Terms such as “top,” “bottom,” “front,” “rear” and the like as used in this disclosure should be understood as referring to an arbitrary frame of reference, rather than to the ordinary gravitational frame of reference. Thus, a top surface, a bottom surface, a front surface, and a rear surface may extend upwardly, downwardly, diagonally, or horizontally in a gravitational frame of reference.
A phrase such as an “aspect” does not imply that such aspect is essential to the subject technology or that such aspect applies to all configurations of the subject technology. A disclosure relating to an aspect may apply to all configurations, or one or more configurations. A phrase such as an aspect may refer to one or more aspects and vice versa. A phrase such as an “embodiment” does not imply that such embodiment is essential to the subject technology or that such embodiment applies to all configurations of the subject technology. A disclosure relating to an embodiment may apply to all embodiments, or one or more embodiments. A phrase such an embodiment may refer to one or more embodiments and vice versa.
The word “exemplary” is used herein to mean “serving as an example or illustration.” Any aspect or design described herein as “exemplary” is not necessarily to be construed as preferred or advantageous over other aspects or designs.

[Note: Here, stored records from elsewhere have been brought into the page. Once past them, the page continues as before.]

PR #174, opened 2024-10-18
adding Gitlab support

valx:
Main changes:
- added support for Gitlab. The Gitlab pipeline files are in the folder `template/{{.input_root_dir}}/.gitlab/`  . Changes include:
   - Modified `/mlops-stacks/databricks_template_schema.json` prompt metadata by adding gitlab option
    - Searched all occurrences of `input_cicd_platform` and added a gitlab option
- in databricks bundle file, added `mode: development` to dev target


valx:
Need to add documentation in `/template/{{.input_root_dir}}/docs/mlops-setup.md.tmpl`

template/{{.input_root_dir}}/.gitlab/cd_production.yml.tmpl
```diff
@@ -0,0 +1,15 @@
+image: {{ .input_docker_image }}:latest
```
shichengzhou-db, line 1: qq, why are these yml.tmpl name convention not consistent with what's in .github and .azure?
e.g in .github this is called
.github/workflows/{{.input_project_name}}-bundle-cd-prod.yml.tmpl

README.md
```diff
@@ -79,9 +79,10 @@ This will prompt for parameters for initialization. Some of these parameters are
  * ``input_cloud``: Cloud provider you use with Databricks (AWS, Azure, or GCP).
 
 Others must be correctly specified for CI/CD to work:
- * ``input_cicd_platform`` : CI/CD platform of choice (GitHub Actions or GitHub Actions for GitHub Enterprise Servers or Azure DevOps)
- * ``input_databricks_staging_workspace_host``: URL of staging Databricks workspace, used to run CI tests on PRs and preview config changes before they're deployed to production.
-   We encourage granting data scientists working on the current ML project non-admin (read) access to this workspace,
+ * ``input_cicd_platform`` : CI/CD platform of choice (GitHub Actions or GitHub Actions for GitHub Enterprise Servers or Azure DevOps or Gitlab)
+ * ``input_databricks_test_workspace_host``: URL of staging Databricks workspace, used to run CI tests on PRs before they're deployed to staging.
```
arpitjasa-db, line 83: Do we need this? `input_databricks_test_workspace_host` is for dev or staging? If it's the same URL as staging we don't need another parameter right?

README.md
```diff
@@ -79,9 +79,10 @@ This will prompt for parameters for initialization. Some of these parameters are
  * ``input_cloud``: Cloud provider you use with Databricks (AWS, Azure, or GCP).
 
 Others must be correctly specified for CI/CD to work:
- * ``input_cicd_platform`` : CI/CD platform of choice (GitHub Actions or GitHub Actions for GitHub Enterprise Servers or Azure DevOps)
- * ``input_databricks_staging_workspace_host``: URL of staging Databricks workspace, used to run CI tests on PRs and preview config changes before they're deployed to production.
-   We encourage granting data scientists working on the current ML project non-admin (read) access to this workspace,
+ * ``input_cicd_platform`` : CI/CD platform of choice (GitHub Actions or GitHub Actions for GitHub Enterprise Servers or Azure DevOps or Gitlab)
```
arpitjasa-db, line 82:
```suggestion
 * ``input_cicd_platform`` : CI/CD platform of choice. Currently we support GitHub Actions, GitHub Actions for GitHub Enterprise Servers, Azure DevOps and GitLab.
```

databricks_template_schema.json
```diff
@@ -316,6 +331,44 @@
           }
         ]
       }
+    },      
+    "input_docker_image": {
+      "order": 20,
+      "type": "string",
+      "description": "\nDocker image for the execution of Gitlab pipelines",
+      "default": "registry.gitlab.com/ TODO /",
```
arpitjasa-db, line 339: What is the TODO for here?

databricks_template_schema.json
```diff
@@ -316,6 +331,44 @@
           }
         ]
       }
+    },      
+    "input_docker_image": {
```
arpitjasa-db, line 335: Does this need to be an initialization parameter (generally we set this when it's used across several files) or can this be a different kind of parameter (job parameter, manually copy-pasted, etc.)?

template/{{.input_root_dir}}/.gitlab/cd_production.yml.tmpl
arpitjasa-db: +1 it would really help if we can follow similar naming conventions across providers

arpitjasa-db (commented):
Thanks for the PR @valx ! Left a few comments, would you mind also generating a couple of Stacks projects from this PR and linking them in the PR? Would be good to verify this works with GitLab as expected, and the docs all look ok, as well as other providers remain unaffected.

README.md
valx: I have been working and developing this PR in a scenario with 4 environments (dev, integration test, staging, prod).

The parameter gives you the option to have a separate integration test environment, while you can still choose to use the same workspace as in staging, in case you do not have/need a separate workspace.

databricks_template_schema.json
valx: I assume that the user creates a Docker image with all the required libraries to run the unit tests and pushes it in their own or in a public registry.
(I need to document it)

databricks_template_schema.json
valx: good catch, I will probably remove it as a parameter and document that it needs to be replaced later by the user

template/{{.input_root_dir}}/.gitlab/cd_production.yml.tmpl
valx: updated to follow the naming conventions

README.md
valx: NOTE that I am using the integration test environment in the gitlab pipelines only.
so we either need to:
- modify Github/Azure pipelines to use it
- make this parameter restricted to the gitlab option only

databricks_template_schema.json
valx: The parameter is actually used in all the gitlab pipelines files.
The docker image is the image for a VM to run the CI/CD with all the required libraries . That is a best practice in gitlab as opposite to adding the commands to install the dependencies in the pipelines themselves, for the following reasons:
- you do not need to re-install the dependencies for each pipeline execution
- installing the dependencies on-the-fly in gitlab pipeline seems more complicated as you cannot leverage on tools like github actions/checkout

valx: I've updated the file
` template/{{.input_root_dir}}/docs/mlops-setup.md.tmpl`
 to describe the process to create and push the docker image

valx:
@arpitjasa-db 
as suggested, I have created 2 repos with projects generated from the template:
[https://github.com/valx/mlops-ex1](https://github.com/valx/mlops-ex1) (gitlab)
[https://github.com/valx/mlops-ex1](https://github.com/valx/mlops-ex2) (github)

databricks_template_schema.json
valx: I've updated the file
 template/{{.input_root_dir}}/docs/mlops-setup.md.tmpl
to describe the process to create and push the docker image

README.md
arpitjasa-db: Got it, generally we try to minimize the number of parameters so users don't get overwhelmed with the number of knobs, and it seems that this parameter is only used in one spot (`databricks.yml`). I think it would be better to add docs on how to change this if they want, but not add an extra parameter just for this one spot especially if in most cases it would stay the same as staging

databricks_template_schema.json
arpitjasa-db: Got it, but in most cases, we're still recommending to the user to provide a default TODO value at time of initialization since they won't have the image ready? At that point, they'd have to manually update all the spots with the image any way right? So wouldn't it be simpler to mark those spots with a TODO instead?

arpitjasa-db:
@valx any update on this PR? Looks like the tests are still failing

README.md
valx: removed the parameter

databricks_template_schema.json
valx: I agree if we assume they wouldn't have an image ready. 
But they might have the image ready, especially after they run their first project, they are likely to be able to reuse the same image.

valx:
> @valx any update on this PR? Looks like the tests are still failing

Done some changes, please allow the test to re-run

databricks_template_schema.json
arpitjasa-db: Publicly available image as default would be great! And in that case, we can leave as a parameter since it will only show up as an extra knob for GitLab but can still work right out of the box

template/{{.input_root_dir}}/docs/mlops-setup.md.tmpl
```diff
@@ -268,6 +269,87 @@ In the case of a monorepo, where there are multiple projects under a single repo
...
+Service principals can be created and managed in the your cloud provider identity solution or in Databricks directly. We normally recommend setting up a Databricks managed service principal.  
+Follow [Add a service principal to your Databricks account]({{ template `generate_doc_link` (map (pair "cloud" .input_cloud) (pair "path" "administration-guide/users-groups/service-principals.html#add-a-service-principal-to-your-databricks-account")) }})
+and [Add a service principal to a workspace]({{ template `generate_doc_link` (map (pair "cloud" .input_cloud) (pair "path" "administration-guide/users-groups/service-principals.html#add-a-service-principal-to-a-workspace")) }})
+for details.
+
+{{ if eq .input_cloud `aws` }}
+For your convenience, we also have a [Terraform module](https://registry.terraform.io/modules/databricks/mlops-aws-project/databricks/latest) that can set up your service principals.
+{{ end }}
+
+#### Configure Service Principal (SP) permissions
```
arpitjasa-db, line 298: Hmm seems like we're copy-pasting a lot of shared information, can we re-organize to minimize duplication? If that ends up being a heavy lift, then we can do that in a future PR since this is large enough as is

tests/test_gitlab.py
```diff
@@ -0,0 +1,40 @@
...
+    parametrize_by_cloud,
+)
+
+@pytest.mark.parametrize(
+    "cicd_platform", ["gitlab"]
+)
+@pytest.mark.parametrize(
+    "setup_cicd_and_project,include_feature_store,include_mlflow_recipes,include_models_in_unity_catalog",
+    [
+        ("CICD_and_Project", "no", "no", "yes"),
```
arpitjasa-db, line 16: Do we only allow GitLab with Models in UC?

tests/utils.py
```diff
@@ -138,6 +138,8 @@ def markdown_checker_configs(tmpdir):
             {"pattern": "http://127.0.0.1:5000"},
             {"pattern": "https://adb-3214.67.azuredatabricks.net*"},
             {"pattern": "https://adb-345.89.azuredatabricks.net*"},
+            {"pattern": "https://adb-xxxx.xx.azuredatabricks.net*"},
```
arpitjasa-db, line 141: Why are we adding these in?

tests/test_gitlab.py
valx: I've only tested it with models in UC. But there is nothing stopping us from allowing all cases. shall I copy all the option we use for github?

tests/utils.py
valx: It was originally for the test workspace, now removed. So I will remove this too.

tests/test_gitlab.py
valx: added all cases

template/{{.input_root_dir}}/docs/mlops-setup.md.tmpl
valx: I  copied the same text that was already copied between Azure and Github...

valx: I suggest to do it in a future PR, since the re-org should include all options, not only the changes relative to gitlab

databricks_template_schema.json
arpitjasa-db: Hmm this seems like a temporary solution, I'm ok with it if we can come up with a long-term solution for this to be a Databricks hosted image

tests/utils.py
```diff
@@ -138,6 +138,7 @@ def markdown_checker_configs(tmpdir):
             {"pattern": "http://127.0.0.1:5000"},
             {"pattern": "https://adb-3214.67.azuredatabricks.net*"},
             {"pattern": "https://adb-345.89.azuredatabricks.net*"},
+            {"pattern": "https://your-test-workspace.cloud.databricks.com*"},
```
arpitjasa-db, line 141: Can we remove this one as well then?

tests/test_gitlab.py
```diff
@@ -0,0 +1,41 @@
...
+@pytest.mark.parametrize("cicd_platform", ["gitlab"])
+@pytest.mark.parametrize(
+    "setup_cicd_and_project,include_feature_store,include_mlflow_recipes,include_models_in_unity_catalog",
+    [        
+        ("CICD_and_Project", "no", "no", "no"),
+        ("CICD_and_Project", "no", "no", "yes"),
+        ("CICD_and_Project", "no", "yes", "no"),
+        ("CICD_and_Project", "yes", "no", "no"),
+        ("CICD_and_Project", "yes", "no", "yes"),
+        ("CICD_Only", "no", "no", "no")
```
arpitjasa-db, line 20: What about the other `CICD_only` options?

databricks_template_schema.json
valx: The plan is to get a Field engineering account on Docker Hub for Databricks. Or use the Databricks runtime one. 

Then we'll just need to update the default docker image in this project.

tests/utils.py
valx: done

databricks_template_schema.json
arpitjasa-db: Sounds good, can you file a follow-up on your end to track this? Thanks!

tests/test_gitlab.py
valx: I copied all the options from github tests.
I think for **CICD_Only** the other options are not relevant (include_feature_store, include_mlflow_recipes, include_models_in_unity_catalog are only relevant for the **Project** part!) so we leave all set to 'no'

arpitjasa-db: Sure that's fine then, thanks!

valx: on this file I've now added the test for all clouds

arpitjasa-db (approved):

template/{{.input_root_dir}}/{{template `project_name_alphanumeric_underscore` .}}/databricks.yml.tmpl
```diff
@@ -27,6 +27,7 @@ include:
 # Deployment Target specific values for workspace
 targets:
   dev: {{ if (eq .input_include_models_in_unity_catalog `yes`)}} # UC Catalog Name {{ end }}
+    mode: development
```
pietern, line 30: @arpitjasa-db Was this intentional?

We have an integration test that confirms successful template initialization and noticed that the job names now are prefixed with the username (DAB default for `mode: development`), so checking.

valx: I intentionally added it as I thought it would be a best practice and most environment I've been working with would benefit from it (as multiple developers could be deploying the same project into dev).
But if that has any negative impact the change could be reverted

pietern: It is, no need to revert! It seemed like a piggybacked change, so want to make sure there isn't any docs that need to be updated, or otherwise other downstream changes that need to be made.

arpitjasa-db: Yup intentional! Didn't realize this would break the naming downstream, thanks for flagging. For docs though, we don't really mention the file names for the dev target so we should be good on that

pietern: Thanks for confirming.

All structural and functional equivalents to the elements of the various aspects described throughout this disclosure that are known or later come to be known to those of ordinary skill in the art are expressly incorporated herein by reference and are intended to be encompassed by the claims. Moreover, nothing disclosed herein is intended to be dedicated to the public regardless of whether such disclosure is explicitly recited in the claims. No claim element is to be construed under the provisions of 35 U.S.C. §112, sixth paragraph, unless the element is expressly recited using the phrase “means for” or, in the case of a method claim, the element is recited using the phrase “step for.” Furthermore, to the extent that the term “include,” “have,” or the like is used in the description or the claims, such term is intended to be inclusive in a manner similar to the term “comprise” as “comprise” is interpreted when employed as a transitional word in a claim.